A comprehensive tutorial covering:
- Model download and compilation
- End-to-end inference pipeline  
- Performance optimization tips
- ANE vs GPU vs CPU comparison
- Production deployment guidance

## ⚠️ When to Use CoreML (Important!)

### ✅ Use CoreML When:
- You have **CoreML-specific models** (`.mlpackage`/`.mlmodelc` files)
- You want **Apple Neural Engine (ANE)** acceleration for supported models
- You need Apple's automatic **hardware selection** (ANE → GPU → CPU)
- You're deploying specifically on **Apple platforms**

### ❌ Don't Use CoreML When:
- You can achieve the same performance with **Metal/CPU backends**
- Your model **isn't optimized** for Apple hardware  
- You need **cross-platform compatibility**
- You're **just starting** with Candle (try CPU/Metal first)

### 🧠 Apple Neural Engine (ANE) Reality Check

**Not all models run on the ANE!** Apple's Neural Engine has strict requirements:

- **Supported Operations**: Only a subset of ML operations are ANE-optimized
- **Model Architecture**: Models must be specifically designed/optimized for ANE  
- **Data Types**: Primarily supports certain quantized formats
- **Model Size**: Large models may fall back to GPU/CPU

**Recommendation**: Use Apple's pre-optimized models (like their optimized BERT) for guaranteed ANE acceleration, or stick with Metal/CPU backends for general use.

### 📊 Performance Hierarchy

```
ANE (fastest, most efficient) > GPU/Metal (fast) > CPU (most compatible)
```

Apple automatically chooses the best available backend, but your model must be ANE-compatible to benefit from the fastest option.

## Examples

See the `examples/` directory for:
- **[WORKED_EXAMPLE.md]examples/WORKED_EXAMPLE.md** - Complete BERT inference tutorial
- **Basic inference** - Simple model loading and inference  
- **Benchmarks** - Performance comparisons vs Metal/CPU
- **Advanced usage** - Complex model configurations
- **🦙 Qwen Chat** - Real-world ANE-accelerated chat with Qwen 0.6B

### 🚀 New: Qwen 0.6B Multi-Component ANE Implementation

Complete implementation of Anemll's multi-component architecture:

```bash
# 🌟 Integration patterns demo (WORKS IMMEDIATELY)
cargo run --example qwen_demo_patterns

# Multi-component Qwen chat with real models 
cargo run --example qwen_multi_component

# Performance benchmarks and single-model examples
cargo run --example qwen_benchmark
cargo run --example qwen_chat
```

Features:
- **✅ Multi-Component Architecture**: Separate embeddings, FFN, and LM head models
- **✅ Pipeline Orchestration**: Proper data flow between model components  
- **✅ True ANE acceleration** using Anemll's optimized model components
- **✅ Causal Masking**: Correct transformer-style attention patterns
- **✅ HuggingFace integration** with automatic component download
- **✅ Comprehensive testing** of full pipeline

This demonstrates how to integrate complex, multi-file CoreML models with Candle, providing a foundation for advanced ANE-optimized architectures.

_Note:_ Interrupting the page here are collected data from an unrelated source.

PR #2028, opened 2024-01-03
bump openssl min required version to 3.0

chenrui333:
openssl 1.1 is already eol, bump min required version to 3.0 (which is LTS)

image

### DIFF
--- a/CMakeLists.txt
+++ b/CMakeLists.txt
@@ -62,7 +62,7 @@ if(NOT ENABLE_LIB_ONLY)
   find_package(ZLIB 1.2.3)
 endif()
 
-find_package(OpenSSL 1.1.1)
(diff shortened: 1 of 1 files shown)


tatsuhiro-t:
I leave minimum version 1.1.1 because it works with boringssl and libressl.  As far as I know, the only working version of openssl is 1.1.1.  OpenSSL 3.x have critical flaws such as degraded performance, too much locking, unintuitive text based configuration runtime etc.  I suggest to migrate to another TLS stack, like aws-lc, libressl, boringssl.  wolfSSL support will be added soon.

anthonyalayo:
I agree with @tatsuhiro-t , OpenSSL is pinned for my projects at 1.1.1 for the same reason.

kickinchicken (approved):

See [examples/qwen/README.md](examples/qwen/README.md) for detailed documentation.

## Platform Support

- **macOS**: Full CoreML runtime support
- **iOS**: Full CoreML runtime support (when targeting iOS)
- **Other platforms**: Builds successfully, runtime features disabled

## Contributing

This is an independent project providing CoreML integration for the Candle ecosystem. Contributions welcome!

## License

Licensed under either of Apache License, Version 2.0 or MIT license at your option.